Optimizing Python code for fast math

I spent some time today profiling a Brownian dynamics simulation written in Python to see how I could make it faster before starting some long runs on a Linux cluster. In the sections below, I have attempted to quantify the speed improvements due to various changes. Keep in mind that the actual speed improvement in your code will vary, depending on where the actual bottlenecks occur. See my post about profiling Python code. Another caveat: I am running Python 2.4.4 because it’s installed on our cluster.

These books are helpful if you’re working with NumPy:

Use SciPy to implement fast lookup tables

Please see my previous post about how to implement fast lookup tables in Python using interp1d and UnivariateSpline. interp1d seems to be faster when operating on a NumpyArray, but UnivariateSpline is faster when operating on individual floating-point numbers. cipy.interpolate.UnivariateSpline wraps a compiled Fortran library (FITPACK), and it’s pretty much a drop-in replacement for interp1d. The one thing it can’t do is return a default value for out-of-range x values.

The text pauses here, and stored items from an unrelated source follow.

PR #8813, opened 2025-09-21
GTK Fix unfocused-split-fill

rhodes-b:
Attempts a resolution for https://github.com/ghostty-org/ghostty/discussions/8572

This matches the behavior of the old GTK apprt where unfocused-split-fill /opacity doesn't apply when there is only one active surface.

### DIFF
--- a/src/apprt/gtk/class/split_tree.zig
+++ b/src/apprt/gtk/class/split_tree.zig
@@ -710,13 +710,7 @@ pub const SplitTree = extern struct {
         // We never CLEAR our last_focused because the property is specifically
         // the last focused surface. We let the weakref clear itself when
         // the surface is destroyed.
-        if (!surface.getFocused()) {
-            // If we have more than 1 active surface and we aren't focused we want to apply unfocused-split-fill
-            if (self.getTree()) |tree| {
-                if (tree.nodes.len > 1) surface.setUnfocusedSplit();
-            }
-            return;
-        }
+        if (!surface.getFocused()) return;
         self.private().last_focused.set(surface);
 
         // Our active surface probably changed
--- a/src/apprt/gtk/class/split_tree.zig
+++ b/src/apprt/gtk/class/split_tree.zig
@@ -399,12 +399,7 @@ pub const SplitTree = extern struct {
         const tree = self.getTree() orelse return null;
         var it = tree.iterator();
         while (it.next()) |entry| {
-            if (!entry.view.getFocused() and it.nodes.len > 1) {
-                entry.view.setUnfocused();
-            }
-            if (entry.view.getFocused()) {
-                return entry.handle;
-            }
+            if (entry.view.getFocused()) return entry.handle;
         }
 
         // If none are currently focused, the most previously focused
@@ -715,7 +710,13 @@ pub const SplitTree = extern struct {
         // We never CLEAR our last_focused because the property is specifically
         // the last focused surface. We let the weakref clear itself when
         // the surface is destroyed.
-        if (!surface.getFocused()) return;
+        if (!surface.getFocused()) {
+            // If we have more than 1 active surface and we aren't focused we want to apply unfocused-split-fill
+            if (self.getTree()) |tree| {
+                if (tree.nodes.len > 1) surface.setUnfocused();
+            }
+            return;
+        }
         self.private().last_focused.set(surface);
 
         // Our active surface probably changed
--- a/src/apprt/gtk/class/split_tree.zig
+++ b/src/apprt/gtk/class/split_tree.zig
@@ -399,7 +399,12 @@ pub const SplitTree = extern struct {
         const tree = self.getTree() orelse return null;
         var it = tree.iterator();
         while (it.next()) |entry| {
-            if (entry.view.getFocused()) return entry.handle;
+            if (!entry.view.getFocused() and it.nodes.len > 1) {
+                entry.view.setUnfocused();
+            }
+            if (entry.view.getFocused()) {
+                return entry.handle;
+            }
         }
 
         // If none are currently focused, the most previously focused
--- a/src/apprt/gtk/class/split_tree.zig
+++ b/src/apprt/gtk/class/split_tree.zig
@@ -172,9 +172,6 @@ pub const SplitTree = extern struct {
         /// close dialog.
         pending_close: ?Surface.Tree.Node.Handle,
 
-        /// True if the current split tree contains more than one surface
-        is_split: bool = false,
-
         pub var offset: c_int = 0;
     };
 
--- a/src/apprt/gtk/class/split_tree.zig
+++ b/src/apprt/gtk/class/split_tree.zig
@@ -713,7 +713,7 @@ pub const SplitTree = extern struct {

For scalar math, Python functions are faster than numpy functions

In one method, I realized that I had accidentally imported the sqrt() function from numpy, but I was only using it to compute the square root of scalar floating point numbers. Finding roots is computationally intensive, and from previous experience I suspected that numpy might be slower than the build-in Python math functions, so I knew this might be an easy place to find some speed. To quantify how much speed, I wrote this little test script:

from math import sqrt
from time import time

num_repeats = 10000000
start_time = time()
for i in range(num_repeats):
    sqrt(1012.1234215)
print "math.sqrt() Elapsed time: " + str(time()-start_time)

from numpy import sqrt
start_time = time()
for i in range(num_repeats):
    sqrt(1012.1234215)
print "numpy.sqrt() Elapsed time: " + str(time()-start_time)

It turns out that the sqrt() function from the standard Python math module is about seven times faster than the corresponding sqrt() function from numpy. As a side note, I learned that it is slightly faster (5-10%) to use the form “from math import sqrt” than it is to use “import math” and “math.sqrt()”. Because of this, you may not want to use “from numpy import *” if you are really concerned about speed.

Use Numpy for generating random numbers

Another significant improvement in speed came when I switched from the gauss() function of the built-in random library to the normal() function from numpy.random. Using a similar script to the one above, I found that the numpy version is about four times faster than random.gauss(). However, generating a random number from a uniform distribution (random.uniform) is very fast. In the source code of random, you will note that drawing one random number from a Gaussian distribution requires computing a square root, a log, a cosine, and a sine in Python. Numpy is faster because it does the math in C.

Function calls are expensive

A minor, but still useful, speed improvement came when I eliminated some unnecessary calls to the built-in functions max(), min(), and abs(). max(float1, float2) can be replaced with

if num1 &gt; num2:
    a = num1
else:
    a = num2

which is about 35% faster. min() and abs() can be similarly replaced with if/then/else statements.

Eliminate unnecessary import statements

When you are wrapping up development of a module, go back and delete all the “from some_module import some_unnecessary_function” statements. This is marginally helpful with speed, but it’s a good programming practice.

Pingback: A lookup table for fast Python math | as through a mirror dimly

...

March 19, 2013 at 5:08 pm

I’m really surprised about the if statement vs min/max/abs. How can this be?

Lewis
March 31, 2013 at 10:22 pm

I guess the built-ins must result in similar run-time code but with the additional overhead of the function all..

Craig

March 31, 2013 at 11:09 pm

Lewis,
I came to the same conclusion. The built-in function abs() must use an if/then internally, so you are using a branch either way, except that abs() adds the overhead of a function call. I just re-tested this on Python 2.7 on a Mac, and got the same results.

John

May 25, 2016 at 2:38 pm

Just FYI, scipy.interpolate.UnivariateSpline is not the same as interp1d. I think you meant scipy.interpolate.InterpolatedUnivariateSpline.